(Stored data entries)
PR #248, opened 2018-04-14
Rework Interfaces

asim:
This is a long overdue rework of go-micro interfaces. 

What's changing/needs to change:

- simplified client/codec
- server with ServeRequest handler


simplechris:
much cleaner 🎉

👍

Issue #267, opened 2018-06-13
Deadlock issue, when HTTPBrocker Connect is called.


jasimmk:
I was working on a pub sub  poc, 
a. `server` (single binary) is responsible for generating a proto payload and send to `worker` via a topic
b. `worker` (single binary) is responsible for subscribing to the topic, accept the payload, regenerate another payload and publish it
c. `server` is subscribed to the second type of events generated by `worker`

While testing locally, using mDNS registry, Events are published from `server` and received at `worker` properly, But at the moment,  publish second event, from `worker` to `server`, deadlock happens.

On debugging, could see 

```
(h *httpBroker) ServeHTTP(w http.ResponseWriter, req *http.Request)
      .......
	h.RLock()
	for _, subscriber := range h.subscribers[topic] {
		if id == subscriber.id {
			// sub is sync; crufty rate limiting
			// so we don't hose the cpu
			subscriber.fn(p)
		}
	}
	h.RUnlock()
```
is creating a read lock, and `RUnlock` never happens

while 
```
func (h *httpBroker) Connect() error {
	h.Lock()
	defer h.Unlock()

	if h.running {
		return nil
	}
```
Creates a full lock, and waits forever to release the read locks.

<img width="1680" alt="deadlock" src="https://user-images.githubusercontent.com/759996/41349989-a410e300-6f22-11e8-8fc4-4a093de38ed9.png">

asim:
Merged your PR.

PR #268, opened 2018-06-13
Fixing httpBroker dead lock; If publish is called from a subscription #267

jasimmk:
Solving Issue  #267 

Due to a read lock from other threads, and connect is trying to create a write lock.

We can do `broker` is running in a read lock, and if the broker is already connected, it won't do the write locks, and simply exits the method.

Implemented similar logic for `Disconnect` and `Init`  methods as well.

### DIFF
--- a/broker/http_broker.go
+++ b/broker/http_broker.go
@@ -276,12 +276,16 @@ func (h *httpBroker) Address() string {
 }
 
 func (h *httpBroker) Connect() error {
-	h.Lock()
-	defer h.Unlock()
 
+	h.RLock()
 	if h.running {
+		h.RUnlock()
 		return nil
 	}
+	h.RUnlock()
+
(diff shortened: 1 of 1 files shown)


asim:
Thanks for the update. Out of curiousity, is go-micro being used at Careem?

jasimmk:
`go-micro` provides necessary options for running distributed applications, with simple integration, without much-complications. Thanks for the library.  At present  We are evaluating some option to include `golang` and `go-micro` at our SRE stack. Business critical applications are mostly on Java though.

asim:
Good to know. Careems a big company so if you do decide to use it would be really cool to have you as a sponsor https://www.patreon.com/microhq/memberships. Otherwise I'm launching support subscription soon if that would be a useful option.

* * *

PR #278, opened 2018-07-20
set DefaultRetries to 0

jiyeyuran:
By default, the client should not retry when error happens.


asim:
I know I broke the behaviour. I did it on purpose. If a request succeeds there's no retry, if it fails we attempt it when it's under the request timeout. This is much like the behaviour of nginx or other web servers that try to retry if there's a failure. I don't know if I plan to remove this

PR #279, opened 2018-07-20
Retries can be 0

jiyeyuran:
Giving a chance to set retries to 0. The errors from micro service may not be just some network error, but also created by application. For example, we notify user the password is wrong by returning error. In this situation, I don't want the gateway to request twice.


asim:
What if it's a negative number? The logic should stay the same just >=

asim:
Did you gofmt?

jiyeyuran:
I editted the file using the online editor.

## Your instructions
Once the line with "PR #248, opened 2018-04-14" is found in the records above, print exactly that line and every line after it through the line with "Due to a read".

## Task output
PR #248, opened 2018-04-14
Rework Interfaces

asim:
This is a long overdue rework of go-micro interfaces. 

What's changing/needs to change:

- simplified client/codec
- server with ServeRequest handler


simplechris:
much cleaner 🎉

👍

Issue #267, opened 2018-06-13
Deadlock issue, when HTTPBrocker Connect is called.


jasimmk:
I was working on a pub sub  poc, 
a. `server` (single binary) is responsible for generating a proto payload and send to `worker` via a topic
b. `worker` (single binary) is responsible for subscribing to the topic, accept the payload, regenerate another payload and publish it
c. `server` is subscribed to the second type of events generated by `worker`

While testing locally, using mDNS registry, Events are published from `server` and received at `worker` properly, But at the moment,  publish second event, from `worker` to `server`, deadlock happens.

On debugging, could see 

```
(h *httpBroker) ServeHTTP(w http.ResponseWriter, req *http.Request)
      .......
	h.RLock()
	for _, subscriber := range h.subscribers[topic] {
		if id == subscriber.id {
			// sub is sync; crufty rate limiting
			// so we don't hose the cpu
			subscriber.fn(p)
		}
	}
	h.RUnlock()
```
is creating a read lock, and `RUnlock` never happens

while 
```
func (h *httpBroker) Connect() error {
	h.Lock()
	defer h.Unlock()

	if h.running {
		return nil
	}
```
Creates a full lock, and waits forever to release the read locks.

<img width="1680" alt="deadlock" src="https://user-images.githubusercontent.com/759996/41349989-a410e300-6f22-11e8-8fc4-4a093de38ed9.png">

asim:
Merged your PR.

PR #268, opened 2018-06-13
Fixing httpBroker dead lock; If publish is called from a subscription #267

jasimmk:
Solving Issue  #267 

Due to a read lock from other threads, and connect is trying to create a write lock.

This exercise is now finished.